Tsai S P, Gilstrap E L, Ross C E
Corporate Medical Department, Shell Oil Company, Houston, Texas 77252-2463, USA.
Occup Environ Med. 1996 May;53(5):299-304. doi: 10.1136/oem.53.5.299.
A 10 year extension of follow up (up to 1993) of 863 employees who had potential exposure to epichlorohydrin at two chemical plants between May 1948 and December 1965 was conducted to further evaluate the previously reported potential association between exposure to epichlorohydrin and heart disease.
The mortality observed was compared with that expected from the death rates from the local male population where these chemical plants are located. Workers were assigned to one of five exposure categories based on their job with the highest level of potential exposure. Vital status was ascertained to the end of 1993.
Among diseases of particular interest, there were no excess deaths from heart disease (standardised mortality ratio (SMR) 63.3), lung cancer (SMR 63.8), or non-malignant respiratory disease (SMR 37.7) for employees with 20 or more years after first exposure. Based on the level of potential exposure to epichlorohydrin, mortality for heart disease was slightly higher (SMR 75.7, 95% confidence interval (95% CI) 51.8-106.7) in the moderate to heavy exposure group than in the none to light exposure group (SMR 59.5, 95% CI 37.7-89.3); this difference is well within the range of random variation. The SMR for heart disease was 90.4 among employees who had both probable exposure to allyl chloride and moderate to heavy exposure to epichlorohydrin, although it was 88.1 among employees who had moderate to heavy potential exposure to epichlorohydrin but no exposure to allyl chloride.

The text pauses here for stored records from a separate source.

PR #756, opened 2024-04-10
Make E work harder for super furious attack

white-haired-uncle:
I never take "more precise with sword".  Why would I, furious comes with marksman?  Wait, what?  Furious comes with marksman???

This is an untested markup of how I'd like to see marksman applied to furious.  Or something in the neighborhood.

Also, some comments on naming (berserk 1-2-3 = mberserk2-3-5), a question on how damage works if you take it before say berserk2 (which should be berserk3?).

I'm not sure that damage shouldn't have the same progression (3 AMLAs to get extra damage on mberserk3, not 1).

Looks like it's not only untested, it hasn't been through a spell check.


Dugy:
I am fine with the changes. You can even remove the marksman for the 5 repeats version if you want.

white-haired-uncle:
I wonder what swarm would look like on furious.  Might reduce his chances to heal fully every turn (but perhaps only when he is seriously hurt), might not.  If it weakened him to the point where he didn't kill every single unit that attacked him, the ones that survived would block others from attacking him on the same turn (and being attacked is generally a good thing for E).

Dugy:
I think swarm would weaken him overall, because it would reduce his healing from hits and kills, allowing him to heal only from getting hit and attacking himself. Getting mobbed could make him take less damage overall, but with less possibilities to heal, so he would probably be able to survive it for a couple of turns, giving you time for rescue, but not indefinitely.

white-haired-uncle:
> I think swarm would weaken him overall, because it would reduce his healing from hits and kills, allowing him to heal only from getting hit and attacking himself. Getting mobbed could make him take less damage overall, but with less possibilities to heal, so he would probably be able to survive it for a couple of turns, giving you time for rescue, but not indefinitely.

I deleted my comment when I noticed that he has swarm on furious.  I guess I just never let him get hurt badly enough to notice.

white-haired-uncle:
I've been looking at this, and everytime sword gets marksman it applies to furious as well.  At first I thought they were tied somehow with force_original_attack=sword (undocumented), but that doesn't seem it be it. Also, apply_to=bonus_attack is undocumented.

I guess I can add an effect that removes marksman from furious when furious is created and when sword get marksman (since order is unknown)?  But perhaps there's a better way?

Dugy:
> At first I thought they were tied somehow with force_original_attack=sword (undocumented), but that doesn't seem it be it. Also, apply_to=bonus_attack is undocumented.

It's a LotI-specific feature. It clones an attack and makes the desired changes to it. It picks the best attack (damage * attacks) with the given range, unless `force_original_attack` is specified.

One way to make it more expensive would be to require going through a 4-berserk instead of going straight to a 5-berserk.

white-haired-uncle:
Are there things in bonus_attack that are needed for furious, or could it just be a new attack?

One option is just to remove marksman from furious, and then move (on higher levels) up in a the amla chain.  "more precise with sword" will still immediately affect all three furious levels, but at least it would come a lot later.  something like
`
{QUANTITY require_amla "sword1" "sword3" "sword5"}`

white-haired-uncle:
Or perhaps remove "more precise with sword" (higher levels at least) and only create "more precise with sword when attacking twice/etc" as separate entities.  I don't think I ever use sword once I have furious.

Dugy:
> Are there things in bonus_attack that are needed for furious, or could it just be a new attack?

Yes, it could be a new attack, and it that case, it could have separate upgrades than the normal sword attack. But I would not be against removing it completely.

white-haired-uncle:
I've made the furious attacks into new_attack, created separate AMLAs for marksman, and placed a bit more dependency on taking 'better with sword' multiple times before you can advance them all.  Also, marksman for fury(5) is only available on EASY.

I've tested the dependencies, but of course the overall impact is yet to be seen.  For me, the biggest impact will probably come from new_attack, as I don't think furious attacks will inherit slow from Doombringer anymore.  Fury(2) can do more damage than the standard sword attack, but with the right specials I suspect there may be times when players would actually choose the sword instead of just picking fury(5) every time.

I also moved plague so it is much easier to get so players can use it to build undead earlier in the game (I never take it, as it comes too late to be of any use).

Dugy:
The problem with this approach is that no weapons apply to that berserk attack, which would look like a bug to just about everybody.

white-haired-uncle:
You mean the weapon-specific specials that won't be "inherited" by being a clone of the sword, or that it will say Fury (2) - blade instead of Konrad's Might - blade or Flaming Sword - fire ?

white-haired-uncle:
Screenshot_2024-05-08_05-49-31

Dugy:
> You mean the weapon-specific specials that won't be "inherited" by being a clone of the sword, or that it will say Fury (2) - blade instead of Konrad's Might - blade or Flaming Sword - fire ?

The latter. It doesn't count as a sword attack in that case, which means that weapons you are carrying won't apply to it.

white-haired-uncle:
That's the way it's worked as long as I can remember.

The snapshot is from the way it worked without the changes.

Dugy:
> That's the way it's worked as long as I can remember.

I understand it's good for balance, but I am quite sure people would keep reporting it as a bug.

white-haired-uncle:
I don't understand.  Do they report it now?

Dugy:
No, but I am sure they will start once this is released.

white-haired-uncle:
Why? It's not changing.  See the screenshot from BEFORE the change. It's "always" said "fury (2)", not "Sword of Krux".  

The difference they'll see now is they won't get leeches for furious attacks and they won't get marksman until they advance it.

Dugy:
Yes, because bonus attacks usually override attack name and icon. But if it doesn't inherit weapon specials from the main attack, it will look like a bug.

I would suggest to add some undesirable weapon special to those fury attacks, such as -10% chance to hit.

white-haired-uncle:
I don't like -10% chance to hit, as it conflicts with marksman/magical etc.  Instead, I added a 10% chance to take some self-inflicted damage (when you're attacking furiously you tend to be a little less careful than normal).

Fury is a bonus_attack again, but each furious level takes more AMLAs to attain than before, and precise takes a lot of "better with sword" (since it will affect all fury attacks as well).  Plague comes earlier.  Marksman removed until earned

If we come to agreement on this I'll push a clean version when done.

Dugy:
10% chance to injure oneself is an option, but it seems a little unexpected, there is no self-injury yet and I wonder it it wouldn't be exploitable by triggering something.

How about a +20% chance to get hit by the opponent?

white-haired-uncle:
Chance to be hit has the same problem, there's too many enemies with magical.  And of course E doesn't care about getting hit since he heals from pretty much everything (that's not self inflicted).

I used to take 'lower chance to be hit' heavily very early in my AMLAs.  Recently I've started ignoring them since they become worthless.  I may rethink that, since late in the game all AMLAs are pretty useless anyway, and lower chance to be hit is rather useful for a few scenarios when E is pretty fragile.

Dugy:
So how about making him unhealable during the fight?

white-haired-uncle:
That could work too, assuming absorb/suck/leech/drain/whatever all honor unhealable.

I'm kind of partial to the idea of hasty, where because you're attacking really fast you tend to be kind of careless and can injure yourself.  

I also like the idea (for other attacks) of clumsy, where you (sometimes) injure adjacent allies with your AoE attacks.  Clumsy would also be good for some really OP attacks, like a prophet with charge and backstab and a bunch of damage -- make it a little dangerous to use, at least around your friends.

And of course, I'm pretty convinced at this point that whirlwind (and probably cleave) should ALWAYS injure allies.  Magic AoE attacks that only affect enemies I can buy, but spinning around like a madman with a sharp weapon and NOT hitting EVERYONE next to you?  Nah.

Dugy:
I am not much in favour of self-damage and friendly fire, mainly because I remember this being a thing in the _Path of Exile_ game and it was always allowing all kinds of crazy builds based on positive feedback loops.

> That could work too, assuming absorb/suck/leech/drain/whatever all honor unhealable.

It should work because all heals are based on `[heal_unit]` that is from core. In case it doesn't work, it can be fixed.

Dugy (approved):

white-haired-uncle:
It looks like leeches still leeches, absorb doesn't.  Need to check drains and sucks.  It's hard to keep them separate, particularly since he had leeches inherently from the looks of it.

white-haired-uncle:
I'm thinking 'furious' would be a better name than 'hasty'.

But then when I think about whether this should apply to WCT and maybe any lesser berserk, I wonder if a separate special is needed at all -- non-healing could just be rolled into lesser berserk.

white-haired-uncle:
Doing more damage with furious - looks like it adds 10%, though it doesn't look like it by the syntax?  Really should be +1 IMO, adding 2-3 damage on an attack with a potential minimum of 5x5 attacks is pretty extreme.

white-haired-uncle:
Made second_unit undrainable during the fury attack, and filtered leech so it doesn't activate with special hasty.

Unless cleave is an issue, I think this should do it if we only want this to affect Efraim.

Dugy:
> Made second_unit undrainable during the fury attack, and filtered leech

I am still surprised that leech ignores unhealable and the others abilities respect it, all of them are based on `[heal_unit]`.

Drain would still ignore it without making the opponent undrainable.

white-haired-uncle:
Yeah, I just looked at it and I don't see why leeches would be any different.  But it kept doing it even when he was unhealable.

Dugy:
So absorb was suppressed and leeches wasn't?

white-haired-uncle:
The way I remember it, absorbs and sucks were blocked by unhealable, while drains and leeches were not.  Then I made the enemy undrainable, which stopped most of the "healing" except for a rare +1 (which I assumed was the cumulative effect of leeching fractions) which was eliminated by filtering out the hasty special for the leeches events.

BTW, while looking at this, I ran into this.  I think the 'not_living' needs to be 'undrainable'.  Shouldn't be related, but worth looking at.

```
                       # Note: Damage that is too small to leech can be combined from multiple targets into a real hitpoint.
                        # Example: 4 damage to 3 targets. Each hit alone produces 0 leech gain, but all 3 together get 1 hitpoint.
                        [if]
                            [variable]
                                name=has_leech
                                not_equals=0
                            [/variable]
                            [then]
                                {VARIABLE_OP damage_to_leech add $true_damage}
                            [/then]
                        [/if]
                        # Drain
                        [if]
                            [variable]
                                name=this_item.status.not_living
                                not_equals=yes
                            [/variable]
                            [and]
                                [variable]
                                    name=has_drain
                                    not_equals=0
                                [/variable]
                            [/and]
                            [then]
                                {VARIABLE_OP damage_to_drain add $true_damage}
                            [/then]
                        [/if]

```

Dugy:
I looked at the code of `[heal_unit]` and it does not respect `unhealable` in any way. Now I am surprised that absorb is not suppressed.

>  I think the 'not_living' needs to be 'undrainable'.

Yes, in the past, there was a status named `not_living` and it meant simultaneously undrainable, unplagueable and unpoisonable. This was quite inconvenient, mainly for various eras featuring vampires that were meant to be immune to drain and plague, but not poison.

white-haired-uncle:
absorb has animate=no.  It may be still working, I just don't see it happen.

Dugy:
> absorb has animate=no. It may be still working, I just don't see it happen.

Very likely.

white-haired-uncle:
Suck/absorb/leech now filtered for attack.special=furious, so no unhealable needed.

undrainable now uses [set_status_semaphore].

pre_advance_stuff or advance_stuff should be updated to clear variables used by [set_status_semaphore] now that it exists.  It's not necessary for this case, but in case it's ever used for something else.

Efraim_lich is working.  Once you're okay with his changes I will apply to Efraim_god.

Vritra and Vritra_later also have fury, but I'd be very concerned about weakening her in ch10.

Question about whether to apply to other lesser berserk attacks is still open.

Hmm, if I advance E's fury sufficiently, and then give him WCT....

Dugy:
I didn't think much about exploits based on Wrathful Combat Techniques. My typical workflow was to add quite random things and see if it got overused. I haven't seen overuse of Wrathful Combat Techniques.

I can change `[heal_unit]` to respect unhealable to help you finish this.

white-haired-uncle:
> I didn't think much about exploits based on Wrathful Combat Techniques. My typical workflow was to add quite random things and see if it got overused. I haven't seen overuse of Wrathful Combat Techniques.

I know I've posted a few recently.  I believe one was Manta+blue orb+WCT+anger=100 attacks.  Oh, 100 attacks WITH WRATH.
5x attacks + wrath after only 4 AMLAs is pretty exploitable.  Might make sense to move lesser berserk to a different book (and have it grow more slowly), and add different stuff to WCT (triggerable-like stuff?).

Actually, I should quit going after damage and build a unit with a ton of attacks and trickery, doom, mayhem, lethargy, etc.  I always try to keep a unit with many hits and trickery around for BZB, but I've never gotten crazy with it.

> 
> I can change `[heal_unit]` to respect unhealable to help you finish this.

I'm thinking about requesting honor_unhealable=yes|no (default no) to be added to [heal_unit] (could be my first wesnoth PR, should be pretty straight-forward).  I think a [heal_unit_loti] could also come in handy so you had control over other things (a remove incinerate argument comes to mind).  But for this project, I've got it working by adding a filter to absorb, leech, and suck, so [heal_unit] doesn't come into play.  The only "complicated" part was parry, and that would need doing no matter how [heal_unit*] works.

Dugy:
> I know I've posted a few recently. I believe one was Manta+blue orb+WCT+anger=100 attacks. Oh, 100 attacks WITH WRATH.

True, but remember only you experimenting with that.

> 5x attacks + wrath after only 4 AMLAs is pretty exploitable. Might make sense to move lesser berserk to a different book (and have it grow more slowly), and add different stuff to WCT (triggerable-like stuff?).

How about simply putting there some rather weak advancements and then just berserk 2, or berserk 3?

> I'm thinking about requesting honor_unhealable=yes|no (default no) to be added to [heal_unit] (could be my first wesnoth PR, should be pretty straight-forward).

Yes, but that would not be backported to 1.18. To make it work in 1.18, I would have to use some monkey patching.

white-haired-uncle:
> How about simply putting there some rather weak advancements and then just berserk 2, or berserk 3?

That would be better than it is now, though any combination of wrath and berserk is probably too much for one item/legacy/etc IMO.  

Actually, (lesser) berserk might be limited to a potion.  That just seems like something temporary that you would get from a potion, not permanent like you would learn from a book.  Maybe stackable books, so each lesser B potion added 1x to your attack(s).

Or perhaps WCT gives wrath and berserk2 after a couple weak amlas, WCT Vol II gives berserk3 (only, and one with WCT Vol I).  Or something.

I better stop, I just started thinking about craftable potions.

white-haired-uncle:
```
[heal_unit]
   honor_unhealable=yes|no

```
I suppose that's just 
```
[heal_unit]
   <whatever>
   [filter_wml]
       [not]
          status=unhealable
       
```

white-haired-uncle:
Just saving this for reference.  My first try in part2 using the harder to get fury attacks (on normal diff), I finally got fury5 in Gates of Hell.  Looks like I may have wasted a few AMLAs chasing the dark dragon (they were useful at the time), but other than that and the necessary flying and absorbing I concentrated on sword attacks to get to this point.

E_part2_fury5_path

Dugy:
Do you still need the change to make `[heal_unit]` respect the unhealable status?

white-haired-uncle:
> Do you still need the change to make `[heal_unit]` respect the unhealable status?

No, though I still think there will be a [heal_unit_loti] some day.

Dugy (approved):

Dugy:
I have made `[heal_unit]` respect unhealable in LotI code, unless it has an attribute `respect_unhealable=false`.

This study does not support an association between exposure to epichlorohydrin and heart disease or lung cancer. There were no additional deaths from leukaemia in this update; the raised SMR for leukaemia noted in the previous study has substantially decreased from 500.0 to 161.3 (95% CI 33.2-471.0) and is not significant. The overall mortality and cancer mortality of employees potentially exposed to epichlorohydrin continued to be lower than that of the local population.

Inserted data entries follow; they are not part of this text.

PR #757, opened 2024-04-10
Ch3 make hard harder

white-haired-uncle:
Progress:  My first BZB kill finally came in Pits, taking advantage of the terrain.  My army is weaker than usual (good), though some of my units are starting to become quite powerful by the end of the chapter.  Given that it could be luck, or my knowing how to play the changes I'm making, I'm going to assume things are going about as expected and not try to adjust the scenarios any more than if I were doing a little less well (as I had hoped).

I'm not sure I quite understand this chapter.  It's got the autorecall, no upkeep (or maybe it's just all the loyals), no early finish, 100% carryover style I've seen before, but there's also a few early finish and I assume a few where your gold is added to a scenario starting gold.  Even after lowering the hidden gold, I still find that I end up with more gold by the time I get to the trader in Bitter Swamps than I started with.  I like the idea of having a trader near the end to give the player a reason to be frugal, but 2,000+ gold to spend there is too much.  And, as always, no gold carryover between chapters on hard.

FWIW, I usually spend my gold:

1.  S1 a couple fighters, a couple archers
2.  a couple scouts at some point
3.  one or two heavies
4.  maybe a couple of dwarves, but just because I have a lot of axes and I'm not short on maces
5.  a few mages
6.  no bandits
7.  some recalls for BZB, a few for the dwarf optional mission


white-haired-uncle:
Most of the chapter is the usual removing L2+ from recruit list, some gold/income/turns adjustments, and terrain changes generally to protect enemy leaders from quick kills.

Notable:

Lost:  The Dragon.  Normally, I take out the drakes and then head his way, E&L alone while the rest of the army collects XP.  I find the dragon and trigger the dialog.  One turn to approach.  One, MAYBE two turns to kill him and take his orb.  The blue orb is way too valuable (and getting better with +1 attack item adjustments) to not have to fight for it.

I want to make it much more of a fight, and to require more than just E&L (E or L really).  My plan to do this is to surround him with powerful support such that E/L can't just fly in and smash him in a turn. To do so:

1. Make the lava slow side 1.  Basically, take away E/L's penetrates.
2. Make the dragon and adjacent units very resistant to arcane and blade, E/L's bread and butter.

对1948年5月至1965年12月期间在两家化工厂可能接触环氧氯丙烷的863名员工进行了为期10年的随访(截至1993年),以进一步评估先前报道的环氧氯丙烷接触与心脏病之间的潜在关联。
将观察到的死亡率与这些化工厂所在地区当地男性人口的死亡率预期值进行比较。根据员工潜在接触水平最高的工作,将其分为五个接触类别之一。确定截至1993年底的生命状况。
在特别关注的疾病中,首次接触后20年或更长时间的员工中,心脏病(标准化死亡比(SMR)63.3)、肺癌(SMR 63.8)或非恶性呼吸道疾病(SMR 37.7)均无超额死亡。根据环氧氯丙烷的潜在接触水平,中度至重度接触组的心脏病死亡率略高于无至轻度接触组(SMR 75.7,95%置信区间(95%CI)51.8 - 106.7)(SMR 59.5,95%CI 37.7 - 89.3);这种差异完全在随机变化范围内。在可能接触烯丙基氯且中度至重度接触环氧氯丙烷的员工中,心脏病的SMR为90.4,而在中度至重度潜在接触环氧氯丙烷但未接触烯丙基氯的员工中,SMR为88.1。
本研究不支持环氧氯丙烷接触与心脏病或肺癌之间存在关联。本次更新中白血病没有额外死亡病例;先前研究中记录的白血病升高的SMR已从500.0大幅降至161.3(95%CI 33.2 - 471.0),且无统计学意义。可能接触环氧氯丙烷的员工的总体死亡率和癌症死亡率继续低于当地人口。